===== DATA EXTRACT

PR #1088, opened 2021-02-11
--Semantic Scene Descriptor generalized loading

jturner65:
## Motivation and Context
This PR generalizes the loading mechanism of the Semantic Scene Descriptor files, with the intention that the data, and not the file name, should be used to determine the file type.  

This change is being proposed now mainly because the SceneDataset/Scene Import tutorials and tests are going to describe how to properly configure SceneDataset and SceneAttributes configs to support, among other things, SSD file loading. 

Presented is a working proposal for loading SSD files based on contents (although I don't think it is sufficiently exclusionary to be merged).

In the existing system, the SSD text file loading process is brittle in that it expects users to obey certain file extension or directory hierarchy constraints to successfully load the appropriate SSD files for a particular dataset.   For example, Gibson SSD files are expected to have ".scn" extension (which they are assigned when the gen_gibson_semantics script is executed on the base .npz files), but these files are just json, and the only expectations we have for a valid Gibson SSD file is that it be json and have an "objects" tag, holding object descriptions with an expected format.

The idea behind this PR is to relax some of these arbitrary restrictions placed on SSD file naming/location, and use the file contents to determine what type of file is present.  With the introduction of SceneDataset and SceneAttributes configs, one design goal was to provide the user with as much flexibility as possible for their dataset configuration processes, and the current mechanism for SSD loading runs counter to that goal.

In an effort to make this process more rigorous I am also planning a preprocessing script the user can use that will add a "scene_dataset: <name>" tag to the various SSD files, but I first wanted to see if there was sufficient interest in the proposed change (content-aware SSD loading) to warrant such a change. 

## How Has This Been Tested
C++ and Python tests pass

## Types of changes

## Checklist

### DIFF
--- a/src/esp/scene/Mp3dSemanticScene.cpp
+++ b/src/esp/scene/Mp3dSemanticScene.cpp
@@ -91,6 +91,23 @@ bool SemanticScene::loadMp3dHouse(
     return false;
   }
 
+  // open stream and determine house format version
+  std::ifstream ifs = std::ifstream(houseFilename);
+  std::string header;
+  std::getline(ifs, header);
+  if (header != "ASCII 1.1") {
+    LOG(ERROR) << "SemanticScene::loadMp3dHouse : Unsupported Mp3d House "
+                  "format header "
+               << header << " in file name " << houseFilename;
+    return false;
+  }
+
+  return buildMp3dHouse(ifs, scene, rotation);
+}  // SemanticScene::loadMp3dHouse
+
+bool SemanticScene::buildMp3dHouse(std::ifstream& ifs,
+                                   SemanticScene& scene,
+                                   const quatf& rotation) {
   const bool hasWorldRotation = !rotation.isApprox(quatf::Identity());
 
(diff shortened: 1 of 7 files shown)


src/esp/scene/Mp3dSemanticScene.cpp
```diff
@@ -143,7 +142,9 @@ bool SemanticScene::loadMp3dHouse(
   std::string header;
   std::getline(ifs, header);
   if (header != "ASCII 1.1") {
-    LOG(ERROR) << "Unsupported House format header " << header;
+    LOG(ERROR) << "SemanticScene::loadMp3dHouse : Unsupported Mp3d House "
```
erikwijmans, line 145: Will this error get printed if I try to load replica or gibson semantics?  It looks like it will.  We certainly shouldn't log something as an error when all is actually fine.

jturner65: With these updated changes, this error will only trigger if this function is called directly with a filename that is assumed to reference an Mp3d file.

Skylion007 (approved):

==========
===== DATA EXTRACT

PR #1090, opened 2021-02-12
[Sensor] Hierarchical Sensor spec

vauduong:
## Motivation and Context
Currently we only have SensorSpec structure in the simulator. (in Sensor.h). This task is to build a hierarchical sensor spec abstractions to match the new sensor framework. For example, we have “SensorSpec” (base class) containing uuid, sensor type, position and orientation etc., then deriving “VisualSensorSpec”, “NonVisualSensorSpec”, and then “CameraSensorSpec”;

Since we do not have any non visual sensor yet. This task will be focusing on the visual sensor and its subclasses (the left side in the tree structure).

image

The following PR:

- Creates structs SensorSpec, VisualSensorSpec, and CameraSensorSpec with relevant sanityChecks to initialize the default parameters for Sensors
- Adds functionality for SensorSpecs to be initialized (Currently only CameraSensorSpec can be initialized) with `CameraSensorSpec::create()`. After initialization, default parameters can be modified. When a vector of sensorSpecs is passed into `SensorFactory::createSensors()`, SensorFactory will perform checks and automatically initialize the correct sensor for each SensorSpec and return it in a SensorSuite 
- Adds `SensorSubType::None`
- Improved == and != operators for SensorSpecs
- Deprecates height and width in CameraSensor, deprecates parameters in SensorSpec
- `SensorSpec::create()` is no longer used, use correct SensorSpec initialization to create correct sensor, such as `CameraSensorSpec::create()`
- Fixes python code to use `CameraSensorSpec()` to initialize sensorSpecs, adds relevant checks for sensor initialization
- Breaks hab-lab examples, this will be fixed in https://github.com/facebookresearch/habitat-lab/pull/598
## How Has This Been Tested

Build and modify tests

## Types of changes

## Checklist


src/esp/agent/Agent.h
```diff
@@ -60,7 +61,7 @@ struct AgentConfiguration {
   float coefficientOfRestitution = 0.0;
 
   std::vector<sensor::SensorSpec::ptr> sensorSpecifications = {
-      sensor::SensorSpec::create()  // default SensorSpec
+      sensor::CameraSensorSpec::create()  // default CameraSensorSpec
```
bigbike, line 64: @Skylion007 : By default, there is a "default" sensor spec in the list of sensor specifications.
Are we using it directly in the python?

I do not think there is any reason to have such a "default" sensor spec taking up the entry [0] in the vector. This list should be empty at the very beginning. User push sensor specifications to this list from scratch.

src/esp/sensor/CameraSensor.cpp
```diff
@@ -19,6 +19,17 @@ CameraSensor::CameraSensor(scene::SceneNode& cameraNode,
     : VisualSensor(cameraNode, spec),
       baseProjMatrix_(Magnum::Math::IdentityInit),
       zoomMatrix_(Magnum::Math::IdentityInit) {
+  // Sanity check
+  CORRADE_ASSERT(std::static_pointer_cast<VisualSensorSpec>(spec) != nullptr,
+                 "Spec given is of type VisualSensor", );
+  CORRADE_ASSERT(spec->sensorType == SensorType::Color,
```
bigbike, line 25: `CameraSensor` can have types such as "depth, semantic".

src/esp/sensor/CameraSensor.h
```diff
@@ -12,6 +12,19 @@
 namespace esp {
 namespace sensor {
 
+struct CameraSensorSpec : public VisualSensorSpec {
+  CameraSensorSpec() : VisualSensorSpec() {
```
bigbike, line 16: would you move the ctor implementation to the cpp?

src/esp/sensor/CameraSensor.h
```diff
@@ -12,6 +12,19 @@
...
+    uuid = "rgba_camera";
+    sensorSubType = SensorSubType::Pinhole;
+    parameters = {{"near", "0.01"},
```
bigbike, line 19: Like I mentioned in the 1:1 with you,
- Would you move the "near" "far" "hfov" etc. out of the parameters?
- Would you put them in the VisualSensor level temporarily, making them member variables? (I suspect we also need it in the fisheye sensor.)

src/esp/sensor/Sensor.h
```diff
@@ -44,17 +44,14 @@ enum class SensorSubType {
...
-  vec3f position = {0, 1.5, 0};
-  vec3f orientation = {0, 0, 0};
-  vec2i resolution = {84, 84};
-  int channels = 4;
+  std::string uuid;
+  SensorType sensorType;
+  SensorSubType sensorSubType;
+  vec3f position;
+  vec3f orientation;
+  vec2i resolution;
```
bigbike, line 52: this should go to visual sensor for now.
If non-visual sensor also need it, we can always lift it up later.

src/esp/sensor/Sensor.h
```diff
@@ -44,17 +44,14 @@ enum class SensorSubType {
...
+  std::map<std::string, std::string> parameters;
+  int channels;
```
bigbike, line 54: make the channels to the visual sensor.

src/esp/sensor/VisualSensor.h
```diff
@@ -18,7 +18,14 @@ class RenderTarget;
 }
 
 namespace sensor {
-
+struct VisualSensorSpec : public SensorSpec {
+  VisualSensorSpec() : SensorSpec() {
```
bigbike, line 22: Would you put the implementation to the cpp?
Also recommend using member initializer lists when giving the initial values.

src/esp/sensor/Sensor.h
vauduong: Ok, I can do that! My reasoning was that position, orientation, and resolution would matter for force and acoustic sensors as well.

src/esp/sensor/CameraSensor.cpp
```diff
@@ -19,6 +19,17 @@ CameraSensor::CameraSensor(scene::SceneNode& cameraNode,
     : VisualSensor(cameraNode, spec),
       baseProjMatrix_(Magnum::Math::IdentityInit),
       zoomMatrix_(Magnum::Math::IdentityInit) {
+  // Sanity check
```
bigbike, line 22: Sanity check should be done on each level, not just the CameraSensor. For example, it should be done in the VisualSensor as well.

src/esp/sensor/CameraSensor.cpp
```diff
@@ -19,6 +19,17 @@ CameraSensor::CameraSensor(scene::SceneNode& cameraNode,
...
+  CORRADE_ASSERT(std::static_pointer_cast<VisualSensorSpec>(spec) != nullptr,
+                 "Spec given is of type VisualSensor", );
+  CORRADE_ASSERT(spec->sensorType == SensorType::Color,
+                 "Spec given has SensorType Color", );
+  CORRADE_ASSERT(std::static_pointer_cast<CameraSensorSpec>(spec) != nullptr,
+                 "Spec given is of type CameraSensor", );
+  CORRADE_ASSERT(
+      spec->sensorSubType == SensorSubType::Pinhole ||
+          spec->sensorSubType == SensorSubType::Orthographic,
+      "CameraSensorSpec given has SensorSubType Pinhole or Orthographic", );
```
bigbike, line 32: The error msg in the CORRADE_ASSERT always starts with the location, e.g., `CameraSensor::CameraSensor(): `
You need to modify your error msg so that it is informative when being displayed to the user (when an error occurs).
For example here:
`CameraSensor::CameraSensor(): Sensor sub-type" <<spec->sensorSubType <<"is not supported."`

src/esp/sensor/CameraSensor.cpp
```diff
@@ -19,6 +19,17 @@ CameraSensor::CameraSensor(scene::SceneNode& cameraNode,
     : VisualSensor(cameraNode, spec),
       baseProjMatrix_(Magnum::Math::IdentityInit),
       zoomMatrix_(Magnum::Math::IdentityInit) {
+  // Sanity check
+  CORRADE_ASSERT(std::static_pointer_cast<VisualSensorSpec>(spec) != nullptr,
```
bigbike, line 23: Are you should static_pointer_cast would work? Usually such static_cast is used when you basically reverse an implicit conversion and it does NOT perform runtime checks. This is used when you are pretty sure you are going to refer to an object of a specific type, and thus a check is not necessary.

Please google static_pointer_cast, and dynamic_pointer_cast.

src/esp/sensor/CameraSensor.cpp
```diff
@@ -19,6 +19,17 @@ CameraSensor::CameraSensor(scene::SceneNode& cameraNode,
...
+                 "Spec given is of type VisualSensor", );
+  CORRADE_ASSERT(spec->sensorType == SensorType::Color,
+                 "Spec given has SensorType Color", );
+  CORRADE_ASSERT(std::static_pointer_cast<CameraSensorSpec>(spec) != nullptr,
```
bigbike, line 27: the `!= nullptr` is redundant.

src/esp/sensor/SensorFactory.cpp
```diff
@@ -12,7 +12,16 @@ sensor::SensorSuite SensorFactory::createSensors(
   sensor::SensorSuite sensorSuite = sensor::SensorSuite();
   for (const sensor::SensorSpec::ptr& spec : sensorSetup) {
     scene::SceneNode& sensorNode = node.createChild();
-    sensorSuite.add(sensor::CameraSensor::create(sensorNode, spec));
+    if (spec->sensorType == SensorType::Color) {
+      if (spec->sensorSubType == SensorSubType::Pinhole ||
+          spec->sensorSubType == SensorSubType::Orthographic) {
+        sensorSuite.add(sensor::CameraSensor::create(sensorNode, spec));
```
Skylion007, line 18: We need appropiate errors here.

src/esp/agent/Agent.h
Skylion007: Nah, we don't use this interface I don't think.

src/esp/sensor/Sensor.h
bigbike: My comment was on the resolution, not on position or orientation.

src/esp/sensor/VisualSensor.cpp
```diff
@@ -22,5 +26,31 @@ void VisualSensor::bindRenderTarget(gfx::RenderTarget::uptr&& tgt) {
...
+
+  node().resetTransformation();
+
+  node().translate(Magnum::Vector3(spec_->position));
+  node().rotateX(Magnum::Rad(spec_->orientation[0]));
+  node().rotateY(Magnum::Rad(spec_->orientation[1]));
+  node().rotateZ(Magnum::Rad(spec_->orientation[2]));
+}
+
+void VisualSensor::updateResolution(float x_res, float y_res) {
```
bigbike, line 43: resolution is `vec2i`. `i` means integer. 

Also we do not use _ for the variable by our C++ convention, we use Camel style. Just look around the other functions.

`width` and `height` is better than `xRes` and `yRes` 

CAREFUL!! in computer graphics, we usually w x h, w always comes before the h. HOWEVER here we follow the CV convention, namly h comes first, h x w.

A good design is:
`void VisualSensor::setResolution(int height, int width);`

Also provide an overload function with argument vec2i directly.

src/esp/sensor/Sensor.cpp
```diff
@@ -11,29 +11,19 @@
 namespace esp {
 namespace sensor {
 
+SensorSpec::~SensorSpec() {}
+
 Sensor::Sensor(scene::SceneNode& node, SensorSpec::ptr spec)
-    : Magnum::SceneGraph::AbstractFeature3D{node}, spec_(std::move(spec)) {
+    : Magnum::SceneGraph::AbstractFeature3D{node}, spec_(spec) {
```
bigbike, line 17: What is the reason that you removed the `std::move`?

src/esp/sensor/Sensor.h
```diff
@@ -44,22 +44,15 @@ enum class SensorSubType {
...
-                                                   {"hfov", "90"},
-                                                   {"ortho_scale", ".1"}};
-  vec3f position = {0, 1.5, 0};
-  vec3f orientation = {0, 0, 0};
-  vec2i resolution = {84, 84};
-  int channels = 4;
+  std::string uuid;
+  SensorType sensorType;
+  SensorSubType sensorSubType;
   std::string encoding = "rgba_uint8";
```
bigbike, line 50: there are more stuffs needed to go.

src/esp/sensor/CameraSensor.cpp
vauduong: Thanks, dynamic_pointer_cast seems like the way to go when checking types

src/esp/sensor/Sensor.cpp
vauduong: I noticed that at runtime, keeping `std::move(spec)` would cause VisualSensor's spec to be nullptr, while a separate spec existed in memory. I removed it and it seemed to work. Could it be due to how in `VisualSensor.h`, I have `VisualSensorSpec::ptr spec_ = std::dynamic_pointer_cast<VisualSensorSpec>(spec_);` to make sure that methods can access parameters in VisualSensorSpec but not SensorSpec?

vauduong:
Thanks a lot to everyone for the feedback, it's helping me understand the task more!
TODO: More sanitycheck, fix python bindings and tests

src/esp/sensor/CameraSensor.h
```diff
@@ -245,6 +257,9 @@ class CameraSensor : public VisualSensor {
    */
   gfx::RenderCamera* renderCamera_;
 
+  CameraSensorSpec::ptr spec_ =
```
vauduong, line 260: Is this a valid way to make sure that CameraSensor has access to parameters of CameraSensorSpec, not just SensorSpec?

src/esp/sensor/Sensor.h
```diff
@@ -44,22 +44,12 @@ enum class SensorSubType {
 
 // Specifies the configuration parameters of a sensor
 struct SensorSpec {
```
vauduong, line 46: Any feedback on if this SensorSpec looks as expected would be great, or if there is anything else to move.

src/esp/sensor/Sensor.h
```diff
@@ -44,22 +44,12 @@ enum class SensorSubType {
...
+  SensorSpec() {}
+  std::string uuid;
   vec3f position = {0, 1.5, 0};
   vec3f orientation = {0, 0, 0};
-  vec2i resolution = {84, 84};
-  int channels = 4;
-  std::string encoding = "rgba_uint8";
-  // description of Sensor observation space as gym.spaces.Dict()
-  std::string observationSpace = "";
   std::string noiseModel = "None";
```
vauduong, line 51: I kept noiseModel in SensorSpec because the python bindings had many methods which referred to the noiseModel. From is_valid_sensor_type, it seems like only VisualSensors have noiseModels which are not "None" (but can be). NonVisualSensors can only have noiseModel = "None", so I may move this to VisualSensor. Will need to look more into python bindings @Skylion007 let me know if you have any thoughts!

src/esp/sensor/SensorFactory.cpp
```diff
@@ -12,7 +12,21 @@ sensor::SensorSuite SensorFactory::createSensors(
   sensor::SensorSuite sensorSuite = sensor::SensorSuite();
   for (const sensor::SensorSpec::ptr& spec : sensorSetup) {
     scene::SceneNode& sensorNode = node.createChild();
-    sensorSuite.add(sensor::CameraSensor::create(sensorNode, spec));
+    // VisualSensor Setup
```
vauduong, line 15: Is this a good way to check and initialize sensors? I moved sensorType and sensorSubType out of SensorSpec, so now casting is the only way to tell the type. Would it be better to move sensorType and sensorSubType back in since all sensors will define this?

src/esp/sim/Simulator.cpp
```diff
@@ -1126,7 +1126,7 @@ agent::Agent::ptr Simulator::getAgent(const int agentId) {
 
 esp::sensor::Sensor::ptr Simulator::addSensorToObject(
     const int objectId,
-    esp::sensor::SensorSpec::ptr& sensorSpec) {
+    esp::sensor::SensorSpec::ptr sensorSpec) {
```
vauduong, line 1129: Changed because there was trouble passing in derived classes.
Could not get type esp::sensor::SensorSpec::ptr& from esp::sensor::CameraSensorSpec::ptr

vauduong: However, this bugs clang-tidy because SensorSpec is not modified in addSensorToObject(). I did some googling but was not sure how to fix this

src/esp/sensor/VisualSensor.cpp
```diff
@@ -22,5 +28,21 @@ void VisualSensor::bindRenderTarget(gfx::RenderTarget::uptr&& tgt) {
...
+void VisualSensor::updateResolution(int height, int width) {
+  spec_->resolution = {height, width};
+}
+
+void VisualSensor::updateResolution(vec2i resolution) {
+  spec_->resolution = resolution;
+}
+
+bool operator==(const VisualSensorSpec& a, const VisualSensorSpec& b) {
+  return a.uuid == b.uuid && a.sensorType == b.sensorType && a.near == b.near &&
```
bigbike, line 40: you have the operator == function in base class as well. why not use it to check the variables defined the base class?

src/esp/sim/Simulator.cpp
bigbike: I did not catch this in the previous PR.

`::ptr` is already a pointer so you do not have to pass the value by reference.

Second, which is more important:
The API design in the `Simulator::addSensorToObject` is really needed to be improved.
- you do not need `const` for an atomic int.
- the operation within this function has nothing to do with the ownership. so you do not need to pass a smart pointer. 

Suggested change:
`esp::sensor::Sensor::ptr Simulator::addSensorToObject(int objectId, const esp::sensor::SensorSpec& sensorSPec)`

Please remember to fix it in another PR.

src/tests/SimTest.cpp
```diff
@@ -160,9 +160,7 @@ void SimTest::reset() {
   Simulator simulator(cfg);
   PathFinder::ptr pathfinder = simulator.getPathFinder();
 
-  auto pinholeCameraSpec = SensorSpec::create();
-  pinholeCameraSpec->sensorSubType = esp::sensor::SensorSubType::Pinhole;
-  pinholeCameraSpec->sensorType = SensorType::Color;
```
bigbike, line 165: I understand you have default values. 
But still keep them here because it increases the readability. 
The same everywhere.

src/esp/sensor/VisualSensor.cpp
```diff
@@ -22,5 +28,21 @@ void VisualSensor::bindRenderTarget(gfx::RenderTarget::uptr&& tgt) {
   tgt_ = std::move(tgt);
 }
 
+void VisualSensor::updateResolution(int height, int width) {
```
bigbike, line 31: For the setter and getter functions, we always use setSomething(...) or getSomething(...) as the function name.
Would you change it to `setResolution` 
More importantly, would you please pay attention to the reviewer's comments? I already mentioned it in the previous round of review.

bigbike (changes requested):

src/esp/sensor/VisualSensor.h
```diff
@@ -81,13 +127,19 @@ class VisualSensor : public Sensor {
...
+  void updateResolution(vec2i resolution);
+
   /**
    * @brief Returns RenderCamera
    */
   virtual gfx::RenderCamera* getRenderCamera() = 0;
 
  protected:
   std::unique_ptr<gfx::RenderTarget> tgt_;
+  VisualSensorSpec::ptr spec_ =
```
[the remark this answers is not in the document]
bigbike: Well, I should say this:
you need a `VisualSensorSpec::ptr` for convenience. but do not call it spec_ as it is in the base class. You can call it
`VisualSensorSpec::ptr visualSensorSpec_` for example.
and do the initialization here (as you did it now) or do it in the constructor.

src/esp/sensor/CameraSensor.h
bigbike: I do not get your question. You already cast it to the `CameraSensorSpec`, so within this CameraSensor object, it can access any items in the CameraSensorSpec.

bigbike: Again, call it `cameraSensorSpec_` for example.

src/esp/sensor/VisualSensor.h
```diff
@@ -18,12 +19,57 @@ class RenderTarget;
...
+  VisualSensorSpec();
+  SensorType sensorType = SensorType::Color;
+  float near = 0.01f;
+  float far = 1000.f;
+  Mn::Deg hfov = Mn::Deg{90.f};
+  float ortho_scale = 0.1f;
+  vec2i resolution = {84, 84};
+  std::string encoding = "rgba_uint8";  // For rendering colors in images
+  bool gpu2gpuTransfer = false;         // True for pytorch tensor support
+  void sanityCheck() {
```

==========

• TASK PROMPT
In the listing above, find every line with the word "move" and copy it out.

• RESPONSE FOR THIS EXERCISE
bigbike, line 16: would you move the ctor implementation to the cpp?
- Would you move the "near" "far" "hfov" etc. out of the parameters?
-    : Magnum::SceneGraph::AbstractFeature3D{node}, spec_(std::move(spec)) {
bigbike, line 17: What is the reason that you removed the `std::move`?
vauduong: I noticed that at runtime, keeping `std::move(spec)` would cause VisualSensor's spec to be nullptr, while a separate spec existed in memory. I removed it and it seemed to work. Could it be due to how in `VisualSensor.h`, I have `VisualSensorSpec::ptr spec_ = std::dynamic_pointer_cast<VisualSensorSpec>(spec_);` to make sure that methods can access parameters in VisualSensorSpec but not SensorSpec?
vauduong, line 46: Any feedback on if this SensorSpec looks as expected would be great, or if there is anything else to move.
vauduong, line 51: I kept noiseModel in SensorSpec because the python bindings had many methods which referred to the noiseModel. From is_valid_sensor_type, it seems like only VisualSensors have noiseModels which are not "None" (but can be). NonVisualSensors can only have noiseModel = "None", so I may move this to VisualSensor. Will need to look more into python bindings @Skylion007 let me know if you have any thoughts!
vauduong, line 15: Is this a good way to check and initialize sensors? I moved sensorType and sensorSubType out of SensorSpec, so now casting is the only way to tell the type. Would it be better to move sensorType and sensorSubType back in since all sensors will define this?
   tgt_ = std::move(tgt);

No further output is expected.